:: Exercise instructions ::
Look at each line below and count those with the word "keyring"; the answer is that number only.

** Opening Data in this exercise block **

PR #10117, opened 2021-06-03
When joining a remote room limit the number of events we concurrently check signatures/hashes for

erikjohnston:
If we do hundreds of thousands at once the memory overhead can easily reach 500+ MB.

I also took the opportunity to change `_check_sigs_and_hashes` to use async/await.


synapse/federation/federation_base.py
```diff
@@ -48,22 +38,14 @@ def __init__(self, hs):
...
+        """Checks that event is correctly signed by the sending server.
 
         Args:
-            room_version: The room version of the PDUs
-            pdus: the events to be checked
+            room_version: The room version of the PDU
+            pdu: the event to be checked
 
         Returns:
             For each input event, a deferred which:
```
richvdh, line 51: this needs an update

synapse/federation/federation_base.py
```diff
@@ -73,77 +55,60 @@ def _check_sigs_and_hashes(
...
-                            "Event %s content has been tampered, redacting",
-                            pdu.event_id,
-                        )
-                    return redacted_event
-
-                result = yield defer.ensureDeferred(
-                    self.spam_checker.check_event_for_spam(pdu)
+        try:
+            await _check_sigs_on_pdu(self.keyring, room_version, pdu)
+        except Exception as e:
```
richvdh, line 60: was changing this from just SynapseError deliberate?

synapse/federation/federation_base.py
```diff
@@ -73,77 +55,60 @@ def _check_sigs_and_hashes(
...
 class PduToCheckSig(namedtuple("PduToCheckSig", ["pdu", "sender_domain", "deferreds"])):
     pass
 
 
-def _check_sigs_on_pdus(
-    keyring: Keyring, room_version: RoomVersion, pdus: Iterable[EventBase]
-) -> List[Deferred]:
+async def _check_sigs_on_pdu(
+    keyring: Keyring, room_version: RoomVersion, pdu: EventBase
+):
```
richvdh, line 111:
```suggestion
) -> None:
```

synapse/federation/federation_base.py
```diff
@@ -73,77 +55,60 @@ def _check_sigs_and_hashes(
...
     """Check that the given events are correctly signed
```
richvdh, line 112: docstring needs an update

synapse/federation/federation_base.py
```diff
@@ -177,90 +142,47 @@ def _check_sigs_on_pdus(
...
-                    p.pdu.origin_server_ts if room_version.enforce_key_validity else 0,
-                )
-                for p in pdus_to_check_event_id
-            ]
-        )
-
-        def event_err(e, pdu_to_check):
+    if room_version.event_format == EventFormatVersions.V1 and get_domain_from_id(
+        pdu.event_id
+    ):
```
richvdh, line 168: this seems to have lost the comparison with `pdu.sender_domain`

synapse/federation/federation_client.py
```diff
@@ -696,14 +715,29 @@ async def send_request(destination) -> Dict[str, Any]:
...
+                    outlier=True,
+                    room_version=room_version,
+                )
+
+                if valid_pdu:
+                    valid_pdus_map[valid_pdu.event_id] = valid_pdu
+
+            await concurrently_execute(
+                _execute, itertools.chain(state, auth_chain), 10000
+            )
```
richvdh, line 740: I don't think `concurrently_execute` handles a limit of 10000 elegantly.

synapse/federation/federation_client.py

** Closing Data in this exercise block **

:: Problem solution ::
3